Numerical simulation of reciprocating turbulent flow in a plane channel

Computational results were obtained for oscillatory flow with zero time mean (reciprocating flow) in a plane channel using a finite-volume method. A forcing term that varied cosinusoidally in time was imposed, and its frequency and amplitude were made to vary so as to span a range of regimes from purely laminar to fully turbulent. The results were validated against analytical solutions and literature data. In turbulent flow, although the computational grid did not fully resolve all the turbulence scales, the results were judged to be sufficiently accurate to capture all the essential features of the problem.
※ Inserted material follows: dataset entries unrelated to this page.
PR #476, opened 2020-11-25
feat: PlottableProtocol support

### LINKED ISSUE #423: DRAFT: Plotting (and later fitting) Protocol
I'm working on defining a Protocol for plotting histograms. To do so, I need some way to access the values and optionally variances so that mplhep and others can decide on what to plot. Here is one possible suggestion:

```python
from numpy.typing import ArrayLike # requires NumPy master
from typing import Protocol, Optional, Tuple, Union, Iterable

class PlottableAxis(Protocol):
    label: str # May be removed soon

    edges: ArrayLike

     # For non-categorical axes, this returns None
    categories: Union[Iterable[int], Iterable[str], None]

class PlottableHistogram(Protocol):
    axes : Tuple[PlottableAxis]
   
    # Values returns the array or the values array for specialized accumulators
    def values(self, flow=False) -> ArrayLike: ...

    # Variance returns the variance if applicable, otherwise None
    # If counts is none, variance returns NaN for that cell (mean storages)
    def variances(self, flow=False) -> Optional[ArrayLike]: ...
```

We can look at labeling in a later draft, but there are a few key points:

* `.values()` is like `view()` for simple storages, and like `.view().value` for complex ones, providing plotting libraries a consistent way to access the central values for plots.
* `.variances()` returns None if a storage does not provide information for variances, allowing a plotting library to use `if variances := h.variances():` to skip plotting error bars, or do something reasonable. If it exists for that storage, it returns an array.
* `.axes[I].categories` is an array of labels if this is a Category storage, otherwise it is None.

I didn't add `.counts()`, but maybe that should be included too?

This is assuming the master object *is* the API. You could also have a `__histogram_dict__` that returns something like what you see above - then it's much easier to add to existing libraries like Physt and doesn't affect/change the public API, but on the flip side, it's duplicated, all or nothing, and doesn't provide API consistency for users. (Double underscores for clarity - you really aren't supposed to add anything with double underscores, so for an API choice, it might not be ideal).

PS: This is post 0.10.0, possibly post 1.0, so no rush here, feel free to come up with something better.

PPS: Initially, boost-histogram and Uproot4 would implement this, and Hist would get it for free since it is a boost-histogram.

henryiii:
Adds PlottableProtocol support to boost-histogram.

See the Uhi repo, such as this PR: https://github.com/henryiii/uhi/pull/2 and later updates.

TODO:

- [x] Return None for variance if a simple storage is set with weights or manually changed via `h[...] = `.
- [x] Change tests to use traits instead of options
- [x] Add to changelog, with upgrade warning (options -> traits)
- [x] Add to docs
- [x] Check existing docs to see if there are some places to show `.values()` and such instead of `.view()`.

We might want to loosen the protocol slightly to specify a Sequence is returned for `__getitem__` on non-discrete axis; it does not have to be exactly a Tuple. Specifically, something like uproot that does not support non-discrete axis could make this a NumPy 2D array with a few extra properties, and that should still pass the Protocol. (With a mix of axis types, this would be still representable by an AwkwardArray, technically (edit: except for needing to flatten the 1 element return).

We should also ideally do a static check against typing/plottable.py, but that likely will wait till we have more types and the UHI repo gets a few other useful bits and moves to scikit-hep. I've vendored in the Protocol for the docs for now.

Closes #423.

TODO 2:
- [x] check and match uproot for mean variance
- [x] Add docs cross links
- [x] Invalidate weights if inplace operations are used


HDembinski:
It looks like you first add properties directly on interface layer of the axis class and then wrap that data in a Option object on the Python layer on top of the interface. Wouldn't it be easier to make the Option object directly wrap the integer returned by `get_options`?

henryiii:
The point of the changes (other than trying to simplify the C++ class sitting on top of a single unsigned value that had to have a pickle function, copy/deepcopy, etc.) was to make "discrete" available in the .options structure (which is now probably closer to `traits` than `options`?). Do you like these traits bundled in with "options" here? In Python, you can't set any of these, so they all are really just output "traits" and options is a way to organize them.

A few ideas (referring to the Python Histogram, since the rest is internal detail that we can change):

1. Remove `.options` and just make these properties on `.axis` (and change the Protocol, we don't have much more time to make changes, as Uproot is released Monday, but this is small and can be done easily). Reduces the available namespace on the axis a bit, but do you really want a user to be able to add `ax.growth = ...`?
2. Keep `.options` but add traits directly on the axis. Provide `.circular` also on the axis, because only having `.options.circular` in the protocol seems really strange.
3. Inject just `.discrete` into `.options` - this was hard to do in the current state, as is messed with pickling. Also it is nice to be able to ask all the Boost.Histogram trait questions, even if they are not part of the protocol?
4. Bundle all traits into `.options` (the current state of the PR's second commit). I included all three of the Boost.Histogram traits.
5. Put them in `.traits`. Or `.properties`.
6. Put them in `.traits.options`. This is the closest to Boost.Histogram, but is probalby too structured for an ideal Protocol, so probably needs to be mixed with one of the choices above for the Protocol.

I'm pretty open to any direction, just started playing with it last night. I originally liked 4, though I like 1 better than I did originally in the Protocol discussion. @jpivarski didn't really like the name "options", since he thought that sounded like input options, rather than "properties" that you query. (In Boost.Histogram, of course, they are something you can input, while they are preset in boost-histogram).

Thoughts?

jpivarski:
If we're voting, I'd vote for `circular` and `discrete` to be properties directly on the axis, without an intermediate object. I don't think the number of these is going to grow so much that we regret not putting it in a separate namespace, and the separate namespace is cumbersome and makes it just a little harder to find these properties.

We can also drop `"median"`. It was just an indication of where this might grow, but it doesn't need to be defined into there's a need for it. But as you pointed out, these need to be strings or some very basic type. An implementation could return enumerations that are equal to the strings they represent.

henryiii:
There are two things - the Protocol, and boost-histogram. I think for the Protocol @HDembinski was neutral on the nesting, I was for but have changed to be against, and you are against - so let's remove .options from the Protocol. Then Hans can pick whatever direction he'd like to go with boost-histogram. Probably option 1 or 2 as listed above?

HDembinski:
I was neutral on options, but they have been growing on me. The options all logically belong together, so it makes sense to have them grouped. It also makes tab-completion on the axis less cluttered. Only library developers will query options. Normal users who write scripts won't have the need to query them, they know what options they have set. Since they are not queried frequently, they can and should sit deeper in the interface hierarchy.

HDembinski:
> The point of the changes in the second commit (other than trying to simplify the C++ class sitting on top of a single unsigned value that had to have a pickle function, copy/deepcopy, etc.) was to make "discrete" available in the .options structure (which is now probably closer to `traits` than `options`?). Do you like these traits bundled in with "options" here? In Python, you can't set any of these, so they all are really just output "traits" and options is a way to organize them.

In C++, `discrete` is a trait that the compiler can figure out at compile-time by inspecting the axis interface. In Python it makes sense to have it .options for the lack of a better place.

>     4. Bundle all traits into `.options` (the current state of the PR's second commit). I included all three of the Boost.Histogram traits.

This is my preferred compromise between exactness and convenience. I think we wouldn't even worry about the distinction between options and traits if these were not technically implemented differently in C++. For Python, the distinction seems irrelevant, so grouping them all in .options, which describes what the axis can do, makes sense.

HDembinski:
I would prefer to not to discuss things here and in the uhi repo simultaneously.

henryiii:
Okay, that makes sense - we'll go with option 4 then. Thanks! Don't worry about answering twice, I can update UHI's proposal from the discussion here.

henryiii:
The `__dict__` in `__slots__` trick is perfect for wrapping a C++ class. You can keep the wrapped item in `__slots__`, so it's not in your `__dict__`. Used that to simplify the Histogram now too. Finished the rest of the items, I think this is ready!

Reminder for anyone watching this - there are a few more items to work on before the next release, and I want to help get mplhep and histoprint ready for this before or around the time of a new release.

henryiii:
@HDembinski feel free to check it over! Check the docs changes, for example.

In the current state, the _only_ think that invalidates a simple storage's variance is a weighed fill. Specifically, there are three ways someone can set values:

```python
h.fill(1, weight=0.5)    # 1. Should invalidate .variances()
h[...] = array           # 2. ?
h.view()[...] = array    # 3. Cannot invalidate .variances()
```

We can't control option 3, but that's not an issue - if someone messes with the view, they are playing with raw access to our memory anyway. The question is what to do for line 2 - I think for consistency, we should follow line 3; but it's a close call, very recently I would have said any set operation should invalidate variances as well. Happy to go either way if you have a preference on line 2.

For a library that produces histograms like uproot/coffea/etc (which is the most common place I would expect to see memory set), then you can always do a single weight 0 fill to invalidate the variances if you know the data you are loading has had lossy weighed fills on it.

HDembinski:
> @HDembinski feel free to check it over! Check the docs changes, for example.
> 
> In the current state, the _only_ thing that invalidates a simple storage's variance is a weighed fill. Specifically, there are three ways someone can set values:
> 
> ```python
> h.fill(1, weight=0.5)    # 1. Should invalidate .variances()
> h[...] = array           # 2. ?
> h.view()[...] = array    # 3. Cannot invalidate .variances()
> ```
> 
> We can't control option 3, but that's not an issue - if someone messes with the view, they are playing with raw access to our memory anyway. The question is what to do for line 2 - I think for consistency, we should follow line 3; but it's a close call, very recently I would have said any set operation should invalidate variances as well. Happy to go either way if you have a preference on line 2.

I agree with you here generally. I also find it difficult to decide on 2), but agree with your assessment. We don't know what the user assigns. They might assign counts, so this operation could leave one with a histogram that has perfectly valid variances. Since we don't want to offer a public method to "restore" the variances once they are gone, we should err on the side of rather providing while they are invalid rather than removing them when they are actually valid.
 
> PS: In place operations like scaling also can change the values, didn't include that above, currently they do not invalidate the `.variances()` either.

Ideally, (in-place) scaling should switch the storage from Double() to Weight() before doing the scaling operation, then the variance afterwards would be correct. If that's not possible .variances() should be invalided by that operation.

docs/usage/histogram.rst
```diff
@@ -16,10 +16,15 @@ All storages support a ``weight=`` parameter, and some storages support a ``samp
 
 The summing accumulators (not ``Mean()`` and ``WeightedMean())``) support threaded filling. Pass ``threads=N`` to the fill parameter to fill with ``N`` threads (and using 0 will select the number of virtual cores on your system). This is helpful only if you have a large number of entries compared to your number of bins, as all non-atomic storages will make copies for each thread, and then will recombine after the fill is complete.
 
+Data
+^^^^
+
+The primary value from a histogram is always available as ``.value()``. The variance is available as ``.variances()``, unless you fill an unweighed histogram with weights, which will cause this to be return None, since the variance is no longer computable (use a weighted storage instead if you need the variances). The effective counts are available as ``.counts()``; this
+
```
HDembinski, line 23: Incomplete sentence?

Please just write the "The counts are available as ...". And then "If the histogram is weighted, ``.counts()`` returns  the effective counts see docstring for details.

docs/usage/plotting.rst
```diff
@@ -0,0 +1,40 @@
...
+objects.
+
+Using the protocol:
+
+Plotters should only depend on the methods and attributes listed below. In short, they are:
+
+* ``h.kind``: The bh.Kind of the histogram (COUNT or MEAN)
+* ``h.values()``: The value (as given by the kind)
+* ``h.variances()``: The variance in the value (None if an unweighed histogram was filled with weights)
+* ``h.counts()``: The effective counts
```
HDembinski, line 19: Please change to "How many values the bin received or their effective number if the histogram is weighted".

HDembinski: I am open to the exact wording, but you cannot explain .counts() with the word counts.

HDembinski: Also, there is no such thing as an effective count for an unweighted histogram.

docs/usage/plotting.rst
```diff
@@ -0,0 +1,40 @@
...
+accepts an object that follows the ``PlottableProtocol`` can plot boost-histogram
+objects.
+
+Using the protocol:
+
+Plotters should only depend on the methods and attributes listed below. In short, they are:
+
+* ``h.kind``: The bh.Kind of the histogram (COUNT or MEAN)
+* ``h.values()``: The value (as given by the kind)
+* ``h.variances()``: The variance in the value (None if an unweighed histogram was filled with weights)
```
HDembinski, line 18: This wording is not correct, because .variances() does not give you the variance of the mean if kind == MEAN it gives the variances of the samples. You need to divide that by .counts() to get the variance of the mean.

docs/usage/plotting.rst
```diff
@@ -0,0 +1,40 @@
...
+* ``h.counts()``: The effective counts
+* ``h.axes``: A Sequence of axes
+
+Axes have:
+
+* ``ax[i]``: A sequence of lower, upper bin, or the discrete bin value (integer or sting)
+* ``len(ax)``: The number of bins
+* ``ax.traits.circular``: True if circular
+* ``ax.traits.discrete``: True if discrete (Integer or Category axes)
```
HDembinski, line 27: "True if the bin represents a single value (e.g. Integer or Category axes) instead of an interval (e.g. Regular axes)."

docs/usage/quickstart.rst
```diff
@@ -84,11 +84,17 @@ See :ref:`usage-indexing`.
...
-You can use ``hist.view()`` to get
-a Numpy array (or a RecArray-like wrapper for non-simple storages).
-Most methods like ``.view()`` offer an optional keyword
-argument that you can pass, ``flow=True``, to enable the under and
-overflow bins (disabled by default).
+You can use ``hist.values()`` to get a Numpy array from any histogram. You can
+get the variances with ``hist.variances()``, though if you fill an unweighted
+storage with weights, this will return None, as you no longer can compute the
+variances correctly (please use a weighted storage if you need to). You can
+also get the effective counts with ``.counts()``; this will return counts even
```
HDembinski, line 91: Again please replace "effective counts" with just "counts" and then add an explanation what effective counts are in case of a weighted histogram or better just refer to one detailed explanation somewhere in the docs. Nobody understands what effective counts are unless they are familiar with the concept, and many people are not familiar with it.

docs/usage/quickstart.rst
```diff
@@ -107,6 +113,9 @@ you can set either values or arrays at a time:
     hist[bh.underflow] = 0 # set the underflow bin
     hist2d[3:5, 2:4] = np.eye(2) # set with array
 
+For non-simple storages, you can add an extra dimension that matches the
+constructor arguments of that accumulator.
```
HDembinski, line 117: Can you add an example? I am not sure what you mean.

include/bh_python/register_axis.hpp
```diff
@@ -114,6 +114,41 @@ py::class_<A> register_axis(py::module& m, Args&&... args) {
                  }
              })
 
+        .def_property_readonly("traits_underflow",
+                               [](const A& self) {
+                                   return static_cast<bool>(
+                                       bh::axis::traits::options(self)
```
HDembinski, line 120: `bh::axis::traits::options(self)` just calls `.options()` on a dynamic axes. You don't need to go through the extra layer of abstraction here, I think. Calling `self.options()` directly is more efficient during compilation.

HDembinski: Some additional explanation: The `axis::traits` exist as an indirection layer so that Boost.Histogram can accept any class that supports the minimal required Axis interface. But here you know for sure that `self` is a `boost::histogram::axis::variant`, so you don't need the extra layer of indirection.

setup.cfg
```diff
@@ -44,6 +44,7 @@ package_dir =
 install_requires =
     numpy >=1.13.3
     typing >= 3.5; python_version < '3.5'
+    enum34 >= 1.1; python_version < '3.4'
```
HDembinski, line 47: Are we still supporting 3.4?

src/boost_histogram/_internal/axis.py
```diff
@@ -155,30 +157,47 @@ def _repr_kwargs(self):
...
-            if not self.options.overflow:
+            if not self.traits.overflow:
                 ret += ", overflow=False"
 
         return ret
 
     @property
     def options(self):
         """
+        DEPRECATED: use .trails instead.
```
HDembinski, line 175:
```suggestion
        DEPRECATED: use .traits instead.
```

src/boost_histogram/_internal/axis.py
```diff
@@ -155,30 +157,47 @@ def _repr_kwargs(self):
...
         Return the options.  Fields:
           .underflow - True if axes captures values that are too small
           .overflow  - True if axes captures values that are too large
                        (or non-valid for category axes)
           .growth    - True if axis can grow
           .circular  - True if axis wraps around
         """
+        warnings.warn("DEPRECATED: use .traits instead", FutureWarning)
```
HDembinski, line 183: You could steal and use the deprecated decorator from iminuit.

src/boost_histogram/_internal/hist.py
```diff
@@ -779,10 +819,123 @@ def __setitem__(self, index, value):
...
+            return view.value
+
+    def variances(self, flow=False):
+        # type: (bool) -> Optional[ArrayLike]
+        """
+        Returns the estimated variance of the accumulated values. The sum of squared
+        weights for weighted histograms, the variance of samples for profiles, etc.
+        For an unweighed histogram where kind == "COUNT", this should return the same
+        as values if the histogram was not filled with weights, and None otherwise.
+        If counts is equal to 1 or less, the variance in that cell is undefined if
```
HDembinski, line 878:
```suggestion
        If counts is less than 2, the variance in that cell is undefined if
```

HDembinski, line 878: Perhaps add a note that this condition must be used exactly as described here. counts <= 1 is not the same as counts < 2, when counts returns effective counts.

src/boost_histogram/_internal/hist.py
```diff
@@ -779,10 +819,123 @@ def __setitem__(self, index, value):
...
+        histogram or profile and an effective number of entries (defined below)
+        for a weighted histogram or profile. An exotic generalized histogram could
+        have no sensible .counts, so this is Optional and should be checked by
+        Consumers.
+
+        For a weighted histogram, counts is defined as sum_of_weights ** 2 /
+        sum_of_weights_squared. It is equal or less than the number of times
+        the bin was filled, the equality holds when all filled weights are equal.
+        The larger the spread in weights, the smaller it is, but it is always 0
+        if filled 0 times, and 1 if filled once, and more than 1 otherwise.
```
HDembinski, line 916: Add "It can be used to compute the error on the mean like the ordinary counts, if kind == MEAN".

src/boost_histogram/_internal/hist.py
```diff
@@ -779,10 +819,123 @@ def __setitem__(self, index, value):
...
+
+        If kind == "MEAN", counts (effective or not) can and should be used to
```
HDembinski, line 918: I would switch the order of the last two paragraphs.

src/boost_histogram/_internal/traits.py
```diff
@@ -0,0 +1,47 @@
...
+        underflow=False,
+        overflow=False,
+        circular=False,
+        growth=False,
+        continuous=False,
+        inclusive=False,
+        ordered=False,
+    ):
+        for name in _traits:
+            object.__setattr__(self, name, locals()[name])
```
HDembinski, line 32: Why not `setattr(self, name, locals()[name]`?

tests/plottable.py
```diff
@@ -0,0 +1,154 @@
...
+        kind == "MEAN".
+
+        If kind == "MEAN", the counts can be used to compute the error on the mean
+        as sqrt(variances / counts), this works whether or not the entries are
+        weighted if the weight variance was tracked by the implementation.
+        """
+
+    def counts(self) -> Optional[ArrayLike]:
+        """
+        Count returns the number of entries in each bin for an unweighted
```
HDembinski, line 129: Don't repeat the docstring here. They will get out of sync.

tests/test_axis.py
```diff
@@ -820,9 +849,13 @@ def test_init(self):
         with pytest.raises(TypeError):
             bh.axis.Boolean(1)
 
+    def test_traits(self):
         ax = bh.axis.Boolean()
         assert isinstance(ax, bh.axis.Boolean)
-        assert ax.options == bh.axis.options()
+
+        # Note: this axis not inclusive, since we don't have a dedicated bool
```
HDembinski, line 856: This is bad, the Boolean axis should behave like the Boost.Histogram one, it should be inclusive. One of the reasons to use an explicit Boolean axis is to safe memory when there are really only two alternatives. It does not matter that there is no bool fill. A fill with integers will be cast to boolean values, which is as it should be when you explicitly make a Boolean axis.

HDembinski (commented):
I looked through all of it. I made some comments here and there, if those can be resolved it is good to go. I am concerned about the Boolean axis, but that is another topic to discuss.

tests/test_axis.py
HDembinski: I think we decided to make the Boolean axis just a wrapper over the Integer axis in Python, but it should still behave the same way as in Boost.Histogram.

include/bh_python/register_axis.hpp
```diff
@@ -114,6 +114,41 @@ py::class_<A> register_axis(py::module& m, Args&&... args) {
...
+                                       & bh::axis::option::growth);
+                               })
+        .def_property_readonly(
+            "traits_continuous",
+            [](const A& self) { return bh::axis::traits::continuous(self); })
+        .def_property_readonly(
+            "traits_inclusive",
+            [](const A& self) { return bh::axis::traits::inclusive(self); })
```
HDembinski, line 146: I am not sure whether you need to mirror this in Python. This trait is used internally in Boost.Histogram to make the code a little faster when it is possible.

src/boost_histogram/_internal/axis.py
```diff
@@ -155,30 +157,47 @@ def _repr_kwargs(self):
...
+        """
+        Get traits for the axis - read only properties of a specific axis.
+        """
+        return Traits(
+            self._ax.traits_underflow,
+            self._ax.traits_overflow,
+            self._ax.traits_circular,
+            self._ax.traits_growth,
+            self._ax.traits_continuous,
+            self._ax.traits_inclusive,
```
HDembinski, line 197: Perhaps leave that out for now? What use would it have?

henryiii:
Looks great, thanks for the detailed review, will work on all the points soon. I think I agree with everything except for a couple of minor details that I'll comment on.

> Ideally, (in-place) scaling should switch the storage from Double() to Weight() before doing the scaling operation, then the variance afterwards would be correct.

I don't think, if you ask for a simple storage, you should ever [^1] implicitly change to a different one. If a user wanted variance information, they should chose `Weight()` to begin with, or we could have a `.as(bh.storage.Weight)` explicit conversion. One of the reasons for this is that the memory is invalidated if you change storages, so old `.view()`'s stop working. But mostly, if I ask for a storage of `Double()`, I want storage to be a single Double each unless I ask otherwise, even if the memory was not invalidated.

[^1]: The exception to this is `Unlimited()`, and there, maybe also automatically converting to `Weight()` if filled with a weight or scaled. Or we could add `Auto()`, which would do this. But in both cases, they should be consistent with `.fill`, and a user should be able to opt into a "changing" backend, rather than trying to fill a simple array of value and having it suddenly doubling in size without an explicit request.

>  If that's not possible .variances() should be invalided by that operation.

I think this is best. So we want setting to not invalidate (as a user could and probably often is setting a "normally" filled histogram), but scaling / addition and such to invalidate? I think that sounds fine to me.

docs/usage/plotting.rst
henryiii: I thought we decided in the PlottableProtocol that `.variances()` is always the variance of `.value()`, so that a "dumb" plotter could just plot values and variances and ignore the `.kind` and get something reasonable. It is also simpler if ".values" is the value of the Kind, and the ".variances" is the variances of the Kind. So in this case, the wording is correct, but the value is incorrect, it should be calculated as `.view()["variance"] / .view()["count']`? And a user wishing to get the sample variance would multiply by the `.counts()`?

I could easily be wrong here, though, either/both about what we decided and what is best. @jpivarski what does Uproot return for `.variances()` here for a TProfile?

docs/usage/histogram.rst
henryiii: Sounds good, but we should link or provide the explanation in the docs somewhere (possibly linking to the docstring in the API docs, if double, would be best); docs shouldn't ask users to look at the docstring _in_ Python; a user is not always in a REPL.

docs/usage/quickstart.rst
henryiii: We need to make sure we cross link a bit more, and yes. :)

include/bh_python/register_axis.hpp
henryiii: Fantastic, thanks!

src/boost_histogram/_internal/axis.py
henryiii: I'll take a look, thanks!

src/boost_histogram/_internal/traits.py
henryiii: I think this was... I have no idea why I wrote it this way. Maybe a leftover from when I had some workarounds for Axis (which are no longer needed due to the `__dict__` in `__slots__` simplification), which for some reason I then put here? 🤦 Will clean up, thanks!

tests/plottable.py
henryiii: This is just an vendored copy of the file from `henryiii/uhi` so that we don't have to depend on something in my namespace that isn't published to PyPI yet. Once I clean up UHI, it will be a repo that helps with testing UHI implementations, and will include these protocols for testing PlottibleProtocol Produces and Consumers, we can drop this file and just use this (testing requirement only).

That's why it's a duplicate, though - it's only put here for testing purposes.

tests/test_axis.py
henryiii: It does behave the same way - it is "inclusive" of bools - but since it's an integer axis to avoid adding 50% extra compile complexity on things like `.fill`, it's not "truly" inclusive (as in, not all integers). We need this to not be a true Bool axis from Boost.Histogram because all axis are sliceable - if someone wants to do `h[0:1]`, that's valid in boost-histogram, it's a false-only axis. You helped me come up with this axis type, IIRC.

Now, we could override `.inclusive` on our custom Bool axis, I believe - not knowing what optimizations are done here, I didn't change that - but maybe that's actually better. Inclusive would be "true" if length 2, and "false" if this was length 1.

src/boost_histogram/_internal/axis.py
henryiii: Yes, probably best. I was just adding things I saw in the interface to Boost.Histogram that looked remotely useful, since `continuous` was useful and missing.

henryiii:
I am "mostly" off during this week, by the way. Most of the time I'm in front of a computer will be aimed at several older projects I maintain personally and am not paid to work on, so work on the Scikit-HEP and related projects will be very slow this week (except if I can help push along the Universal2 support in cibuidwheel, that's something I would like to have available soon as possible, ideally before the next boost-histogram release).

docs/usage/quickstart.rst
henryiii: Added one.

docs/usage/quickstart.rst
henryiii: Holding this open till I set up some cross linking.

src/boost_histogram/_internal/axis.py
henryiii: Fixed an issue present before the decorator with broken tab completion, and then added it. Made a few changes to the decorator, will quickly outline them in a comment box.

src/boost_histogram/_internal/deprecated.py
```diff
@@ -0,0 +1,30 @@
...
+                "{0} is deprecated: {1}".format(
+                    self._name or func.__name__, self._reason
+                ),
+                category=FutureWarning,
+                stacklevel=2,
+            )
+            return func(*args, **kwargs)
+
+        decorated_func.__doc__ = "DEPRECATED: " + self._reason + "\n" + func.__doc__
+        return decorated_func
```
henryiii, line 30: Quick outline of changes from iMinuit:
* I needed a settable name so that I could implement a workaround for properties and tab completion splitting out the deprecation warning even when unrelated.
* I'm using [`functools.wraps`](https://www.geeksforgeeks.org/python-functools-wraps-function/) because it gets lots of properties right, including the signature, at least for `help()` and `inspect.signature`. It's not as good as the [decorator](https://pypi.org/project/decorator/) or [wrapt](https://pypi.org/project/wrapt/) libraries, but I think it's okay for this.
* I'm using FutureWarning, as that's targeted at changes affecting users. DeprecationWarnings is for library authors using your library (who happen to remember to turn them on, they tend to be hidden). [Nice explanation here](https://deprecated.readthedocs.io/en/latest/tutorial.html#deprecation-warning-classes).
* I'm including the original doc string at the end (the user can delete it if they want to).

By the way, [this series of 10 articles](https://github.com/GrahamDumpleton/wrapt/tree/master/blog#readme) on wrapping functions by the wrapt author is fantastic, at least it is if I remember correctly, I think I last read it around the time he wrote it. Not needed for a simple internal decorator like this, but it's why I'd use a proper library for anything public.

henryiii:
@HDembinski I've fixed everything, I hope to merge soon, we can iterate before release. I went with matching the description we agreed on in UHI: variance is the variance of the value, regardless of the Kind. I don't know if that's best, that's just how I understood our agreement, and how I would expect this to be most useful for plotting; "dumb" plotters should get as close as possible by just plotting value and variance; that's what we worked on for the return value from variance when the storage is unweighed, as well.

Happy to hear arguments in either direction, though.

Maybe implementing this in mplhep will help clear up this confusion?

I'm also preparing "UHI" so we don't have to duplicate documentation and the protocol.

HDembinski:
Sorry for the late reply, I am drowning in work right now. I am not sure whether we understand the same under "always return the variance". The rationale in Boost.Histogram was to always provide the variance that requires least computation. In case of the mean accumulator, the variance of the samples is computed. Analog for the weighted_mean accumulator. Since variance() here is a secondary interface, you don't have to follow that lead. It is ok to return the variance of the mean instead of the variance of the samples. I am not sure what the average user wants. For statistical analysis you want the variance of the mean, not the variance of the samples. Returning the variance of the mean is more consistent wrt other storages.

I don't feel strongly either way, I am leaning slightly toward returning variance of the mean, but as long as it is correctly documented what .variance() returns both options are ok.

henryiii:
Invalidating the variance on an inplace operation was a one line fix. :)

henryiii:
Let's get this in, then iterate a bit as needed. It is the variance of the mean at the moment. I'd like to compare with ROOT in the tests, but converting is not completely trivial. This PR is big enough. :)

The present computational results confirmed the existence of four main flow regimes (laminar, disturbed laminar, intermittently turbulent, and fully turbulent), already identified in the previous literature. One of the most interesting results was that the relation between the amplitudes of the forcing term and of the flow rate was found to be approximately linear both in the laminar and in the turbulent regimes; the reasons for this peculiar behavior were investigated and discussed. The influence of oscillation frequency and forcing term amplitude on transition to turbulence was also studied; results were compared with transition criteria proposed in literature, and a flow regime chart was proposed. Finally, the effect of unsteadiness on heat transfer was investigated by imposing different temperatures at the opposite walls of the channel and computing mean and fluctuating temperature distributions and heat transfer rates. The Nusselt number was found to increase significantly even in the disturbed laminar regime and to vary as Re-0.8 (as in steady turbulent flow) in the turbulent regime.